= WORK TASK =
Every record below should be printed exactly as given.

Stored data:
PR #155, opened 2015-04-03
Add pre-push hook to run RSpec test suite

jawshooah:
Add an opt-in hook to run `rspec` before push.

It would be great to enable live terminal output during the hook run to show progress, but I'm not sure how we would go about that with the current framework.

Also, if individual tests write to `stderr`, then simply concatenating `stdout` with `stderr` doesn't preserve the interleaving and isn't an accurate portrayal of the actual output. Again, not sure how to fix this.

### DIFF
--- a/lib/overcommit/hook/pre_push/rspec.rb
+++ b/lib/overcommit/hook/pre_push/rspec.rb
@@ -1,0 +1,12 @@
+module Overcommit::Hook::PrePush
+  # Runs `rspec` test suite before push
+  class Rspec < Base
+    def run
+      result = execute(command)
+      return :pass if result.success?
+
+      output = result.stdout + result.stderr
+      [Overcommit::Hook::Message.new(:error, nil, nil, output)]
+    end
+  end
+end
--- a/lib/overcommit/hook/pre_push/rspec.rb
+++ b/lib/overcommit/hook/pre_push/rspec.rb
@@ -6,7 +6,7 @@ module Overcommit::Hook::PrePush
       return :pass if result.success?
 
       output = result.stdout + result.stderr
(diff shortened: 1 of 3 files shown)


lib/overcommit/hook/pre_push/rspec.rb
```diff
@@ -0,0 +1,12 @@
+module Overcommit::Hook::PrePush
+  # Runs `rspec` test suite before push
+  class Rspec < Base
+    def run
+      result = execute(command)
+      return :pass if result.success?
+
+      output = result.stdout + result.stderr
+      [Overcommit::Hook::Message.new(:error, nil, nil, output)]
```
sds: Since you aren't returning any line information, you can simplify this to:

```ruby
[:fail, output]
```

sds:
Live streaming of terminal output would be quite the undertaking, especially since we want to move towards parallelized hook runs at some point. The complexity it would introduce would also be something I'd rather not introduce if we don't have to.

lib/overcommit/hook/pre_push/rspec.rb
jawshooah: Ah, I thought that form was deprecated.

jawshooah:
True, probably not worth the effort or complexity. And I guess there's really no other way to preserve the order of messages printed to `stdout` and `stderr`.

With that in mind, do you think it would be better to show only one or the other, rather than concatenating the two? E.g. if `stdout` is non-empty, ignore `stderr`.

sds:
I think it depends on the tool. I'm not familiar with when RSpec outputs to `stdout` versus `stderr`. I think we should output whatever information is most informative in helping the developer fix the problem.

Thanks for the feature!

PR #157, opened 2015-04-05
Add ProtectedBranches pre-push hook

jawshooah:
This hook guards against destructive updates to branches specified in the config.

### DIFF
--- a/lib/overcommit/hook/pre_push/protected_branches.rb
+++ b/lib/overcommit/hook/pre_push/protected_branches.rb
@@ -20,7 +20,7 @@ module Overcommit::Hook::PrePush
     def illegal_pushes
       @illegal_pushes ||= pushed_refs.select do |pushed_ref|
         (pushed_ref.deleted? || pushed_ref.forced?) &&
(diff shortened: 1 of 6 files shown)


lib/overcommit/hook/pre_push/protected_branches.rb
```diff
@@ -0,0 +1,27 @@
...
+    private
+
+    def branches
+      @branches ||= config['branches']
+    end
+
+    def illegal_pushes
+      @illegal_pushes ||= pushed_refs.select do |pushed_ref|
+        (pushed_ref.deleted? || pushed_ref.forced?) &&
+          branches.any? { |branch| pushed_ref.remote_ref =~ /#{branch}/ }
```
sds: Are you sure you want to do a regex match here? Suppose I have a branch called `master-and-commander`?

jawshooah: Good catch. Better would probably be `pushed_ref.remote_ref == "refs/heads/#{branch}"`.

sds:
Merged in 256fe2a, thanks!

PR #158, opened 2015-04-06
Add failing test case for restoring unstaged changes

jawshooah:
Add test case for `Overcommit::HookContext::PreCommit#cleanup_environment` to check that unstaged changes are restored when no changes were staged. This test is currently failing.

This is likely a regression introduced by #149. My bad. Fix incoming in a separate PR.

### DIFF
--- a/lib/overcommit/hook_context/pre_commit.rb
+++ b/lib/overcommit/hook_context/pre_commit.rb
@@ -18,9 +18,9 @@ module Overcommit::HookContext
       if !initial_commit? && any_changes?
         @stash_attempted = true
 
+        stash_message = "Overcommit: Stash of repo state before hook run at #{Time.now}"
         result = Overcommit::Utils.execute(
-          %w[git stash save --keep-index --quiet] +
-          ["Overcommit: Stash of repo state before hook run at #{Time.now}"]
+          %w[git stash save --keep-index --quiet] + [stash_message]
         )
 
         unless result.success?
@@ -31,8 +31,7 @@ module Overcommit::HookContext
                 "\nSTDOUT:#{result.stdout}\nSTDERR:#{result.stderr}"
         end
 
-        # False if only submodule references were changed
-        @changes_stashed = modified_files.any?
+        @changes_stashed = `git stash list -1`.include?(stash_message)
       end
 
       # While running the hooks make it appear as if nothing changed
--- a/spec/overcommit/hook_context/pre_commit_spec.rb
+++ b/spec/overcommit/hook_context/pre_commit_spec.rb
@@ -119,11 +119,19 @@ describe Overcommit::HookContext::PreCommit do
       around do |example|
         repo do
           `echo "Hello World" > tracked-file`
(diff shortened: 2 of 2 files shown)


jawshooah:
Pushed the fix on this branch instead of in a separate PR.

sds:
I would rather have the fix for this accompanying the newly introduced tests. However, I can see why you didn't come up with a fix yet, as the problem is rather nuanced.

Some facts:

1. You can `git stash` adding a submodule (you'll get a warning that a non-empty directory&mdash;the submodule directory&mdash;can't be removed, but it works), and restore it with `git stash pop`
2. You can't stash changes to a submodule

I'm a little confused as to the reasoning behind 2, so I've posted a question to the [Git mailing list](https://git-scm.herokuapp.com/community). I would link to the archive but it appears to be down at the moment.

Here is the question I posed to the list:

> I’m having trouble understanding why I cannot stash changes to a submodule.

> When adding a submodule to a repository (`git submodule add
./sub-repo`), I can then run `git stash` and `git stash pop` with
expected results—the submodule disappears and reappears in the working
tree.

> However, when I try stashing an update to a submodule, `git stash`
reports “No local changes to save”. The following shell script
illustrates this behavior:

>```bash
># Create repo
>mkdir test-repo
>cd test-repo
>git init
>git commit --allow-empty -m "Initial commit"

># Create submodule
>mkdir sub-repo
>cd sub-repo
>git init
>git commit --allow-empty -m "Initial commit"
>cd -

># Add submodule
>git submodule add ./sub-repo
>git commit -m "Add submodule"

># Modify submodule
>cd sub-repo
>touch foo
>git add foo
>git commit -m "Submodule changed"
>cd -

># Stash submodule change
>git stash # <---------------------------Displays "No local changes to save”
>```

>I’m trying to wrap my head around why this is the current behavior, as
I suspect this is intentional but it seems unexpected. If anyone can
shed any light on this, I would really appreciate it!

>Thanks,

>Shane

I'll let you know if I hear anything back. However, it looks like we're going to need to special case submodules so that even though git doesn't stash them we "stash" changes on behalf of the user.

sds:
Ah, I see you merged a fix. Great!

However, doesn't this still result in submodule changes being lost, since when we clear the working tree any submodule changes will be destroyed and not restored in the subsequent `git stash pop`?

jawshooah:
The specs for submodule-only changes still pass, so we know that when only submodule changes are staged, everything works as expected. We should add specs for when submodule changes are staged _in addition to_ file-level changes for completeness.

jawshooah:
@sds I've added specs to check that submodule changes are preserved when staged along with file changes. All green.

jawshooah:
You could also post your question to the [git-users](https://groups.google.com/forum/?fromgroups#!forum/git-users) Google group in case the mailing list is down.

sds:
Nice! For some reason I thought I had tested running `git reset --hard` with submodule changes and had confirmed they were lost. Looks like that's not the case (and I've just reconfirmed it).

PR #160, opened 2015-04-06
Fix missing method error in PushedRef#forced?

jawshooah:
I was careless and didn't check whether String had a method `any?`. Thought it was `Enumerable` as in some other languages, but apparently not.

Also added specs for the `PushedRef` class.


sds:
Thanks for your diligence on this! Merged.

= COMPLETED TASK =
PR #155, opened 2015-04-03
Add pre-push hook to run RSpec test suite

jawshooah:
Add an opt-in hook to run `rspec` before push.

It would be great to enable live terminal output during the hook run to show progress, but I'm not sure how we would go about that with the current framework.

Also, if individual tests write to `stderr`, then simply concatenating `stdout` with `stderr` doesn't preserve the interleaving and isn't an accurate portrayal of the actual output. Again, not sure how to fix this.

### DIFF
--- a/lib/overcommit/hook/pre_push/rspec.rb
+++ b/lib/overcommit/hook/pre_push/rspec.rb
@@ -1,0 +1,12 @@
+module Overcommit::Hook::PrePush
+  # Runs `rspec` test suite before push
+  class Rspec < Base
+    def run
+      result = execute(command)
+      return :pass if result.success?
+
+      output = result.stdout + result.stderr
+      [Overcommit::Hook::Message.new(:error, nil, nil, output)]
+    end
+  end
+end
--- a/lib/overcommit/hook/pre_push/rspec.rb
+++ b/lib/overcommit/hook/pre_push/rspec.rb
@@ -6,7 +6,7 @@ module Overcommit::Hook::PrePush
       return :pass if result.success?
 
       output = result.stdout + result.stderr
(diff shortened: 1 of 3 files shown)


lib/overcommit/hook/pre_push/rspec.rb
```diff
@@ -0,0 +1,12 @@
+module Overcommit::Hook::PrePush
+  # Runs `rspec` test suite before push
+  class Rspec < Base
+    def run
+      result = execute(command)
+      return :pass if result.success?
+
+      output = result.stdout + result.stderr
+      [Overcommit::Hook::Message.new(:error, nil, nil, output)]
```
sds: Since you aren't returning any line information, you can simplify this to:

```ruby
[:fail, output]
```

sds:
Live streaming of terminal output would be quite the undertaking, especially since we want to move towards parallelized hook runs at some point. The complexity it would introduce would also be something I'd rather not introduce if we don't have to.

lib/overcommit/hook/pre_push/rspec.rb
jawshooah: Ah, I thought that form was deprecated.

jawshooah:
True, probably not worth the effort or complexity. And I guess there's really no other way to preserve the order of messages printed to `stdout` and `stderr`.

With that in mind, do you think it would be better to show only one or the other, rather than concatenating the two? E.g. if `stdout` is non-empty, ignore `stderr`.

sds:
I think it depends on the tool. I'm not familiar with when RSpec outputs to `stdout` versus `stderr`. I think we should output whatever information is most informative in helping the developer fix the problem.

Thanks for the feature!

PR #157, opened 2015-04-05
Add ProtectedBranches pre-push hook

jawshooah:
This hook guards against destructive updates to branches specified in the config.

### DIFF
--- a/lib/overcommit/hook/pre_push/protected_branches.rb
+++ b/lib/overcommit/hook/pre_push/protected_branches.rb
@@ -20,7 +20,7 @@ module Overcommit::Hook::PrePush
     def illegal_pushes
       @illegal_pushes ||= pushed_refs.select do |pushed_ref|
         (pushed_ref.deleted? || pushed_ref.forced?) &&
(diff shortened: 1 of 6 files shown)


lib/overcommit/hook/pre_push/protected_branches.rb
```diff
@@ -0,0 +1,27 @@
...
+    private
+
+    def branches
+      @branches ||= config['branches']
+    end
+
+    def illegal_pushes
+      @illegal_pushes ||= pushed_refs.select do |pushed_ref|
+        (pushed_ref.deleted? || pushed_ref.forced?) &&
+          branches.any? { |branch| pushed_ref.remote_ref =~ /#{branch}/ }
```
sds: Are you sure you want to do a regex match here? Suppose I have a branch called `master-and-commander`?

jawshooah: Good catch. Better would probably be `pushed_ref.remote_ref == "refs/heads/#{branch}"`.

sds:
Merged in 256fe2a, thanks!

PR #158, opened 2015-04-06
Add failing test case for restoring unstaged changes

jawshooah:
Add test case for `Overcommit::HookContext::PreCommit#cleanup_environment` to check that unstaged changes are restored when no changes were staged. This test is currently failing.

This is likely a regression introduced by #149. My bad. Fix incoming in a separate PR.

### DIFF
--- a/lib/overcommit/hook_context/pre_commit.rb
+++ b/lib/overcommit/hook_context/pre_commit.rb
@@ -18,9 +18,9 @@ module Overcommit::HookContext
       if !initial_commit? && any_changes?
         @stash_attempted = true
 
+        stash_message = "Overcommit: Stash of repo state before hook run at #{Time.now}"
         result = Overcommit::Utils.execute(
-          %w[git stash save --keep-index --quiet] +
-          ["Overcommit: Stash of repo state before hook run at #{Time.now}"]
+          %w[git stash save --keep-index --quiet] + [stash_message]
         )
 
         unless result.success?
@@ -31,8 +31,7 @@ module Overcommit::HookContext
                 "\nSTDOUT:#{result.stdout}\nSTDERR:#{result.stderr}"
         end
 
-        # False if only submodule references were changed
-        @changes_stashed = modified_files.any?
+        @changes_stashed = `git stash list -1`.include?(stash_message)
       end
 
       # While running the hooks make it appear as if nothing changed
--- a/spec/overcommit/hook_context/pre_commit_spec.rb
+++ b/spec/overcommit/hook_context/pre_commit_spec.rb
@@ -119,11 +119,19 @@ describe Overcommit::HookContext::PreCommit do
       around do |example|
         repo do
           `echo "Hello World" > tracked-file`
(diff shortened: 2 of 2 files shown)


jawshooah:
Pushed the fix on this branch instead of in a separate PR.

sds:
I would rather have the fix for this accompanying the newly introduced tests. However, I can see why you didn't come up with a fix yet, as the problem is rather nuanced.

Some facts:

1. You can `git stash` adding a submodule (you'll get a warning that a non-empty directory&mdash;the submodule directory&mdash;can't be removed, but it works), and restore it with `git stash pop`
2. You can't stash changes to a submodule

I'm a little confused as to the reasoning behind 2, so I've posted a question to the [Git mailing list](https://git-scm.herokuapp.com/community). I would link to the archive but it appears to be down at the moment.

Here is the question I posed to the list:

> I’m having trouble understanding why I cannot stash changes to a submodule.

> When adding a submodule to a repository (`git submodule add
./sub-repo`), I can then run `git stash` and `git stash pop` with
expected results—the submodule disappears and reappears in the working
tree.

> However, when I try stashing an update to a submodule, `git stash`
reports “No local changes to save”. The following shell script
illustrates this behavior:

>```bash
># Create repo
>mkdir test-repo
>cd test-repo
>git init
>git commit --allow-empty -m "Initial commit"

># Create submodule
>mkdir sub-repo
>cd sub-repo
>git init
>git commit --allow-empty -m "Initial commit"
>cd -

># Add submodule
>git submodule add ./sub-repo
>git commit -m "Add submodule"

># Modify submodule
>cd sub-repo
>touch foo
>git add foo
>git commit -m "Submodule changed"
>cd -

># Stash submodule change
>git stash # <---------------------------Displays "No local changes to save”
>```

>I’m trying to wrap my head around why this is the current behavior, as
I suspect this is intentional but it seems unexpected. If anyone can
shed any light on this, I would really appreciate it!

>Thanks,

>Shane

I'll let you know if I hear anything back. However, it looks like we're going to need to special case submodules so that even though git doesn't stash them we "stash" changes on behalf of the user.

sds:
Ah, I see you merged a fix. Great!

However, doesn't this still result in submodule changes being lost, since when we clear the working tree any submodule changes will be destroyed and not restored in the subsequent `git stash pop`?

jawshooah:
The specs for submodule-only changes still pass, so we know that when only submodule changes are staged, everything works as expected. We should add specs for when submodule changes are staged _in addition to_ file-level changes for completeness.

jawshooah:
@sds I've added specs to check that submodule changes are preserved when staged along with file changes. All green.

jawshooah:
You could also post your question to the [git-users](https://groups.google.com/forum/?fromgroups#!forum/git-users) Google group in case the mailing list is down.

sds:
Nice! For some reason I thought I had tested running `git reset --hard` with submodule changes and had confirmed they were lost. Looks like that's not the case (and I've just reconfirmed it).

PR #160, opened 2015-04-06
Fix missing method error in PushedRef#forced?

jawshooah:
I was careless and didn't check whether String had a method `any?`. Thought it was `Enumerable` as in some other languages, but apparently not.

Also added specs for the `PushedRef` class.


sds:
Thanks for your diligence on this! Merged.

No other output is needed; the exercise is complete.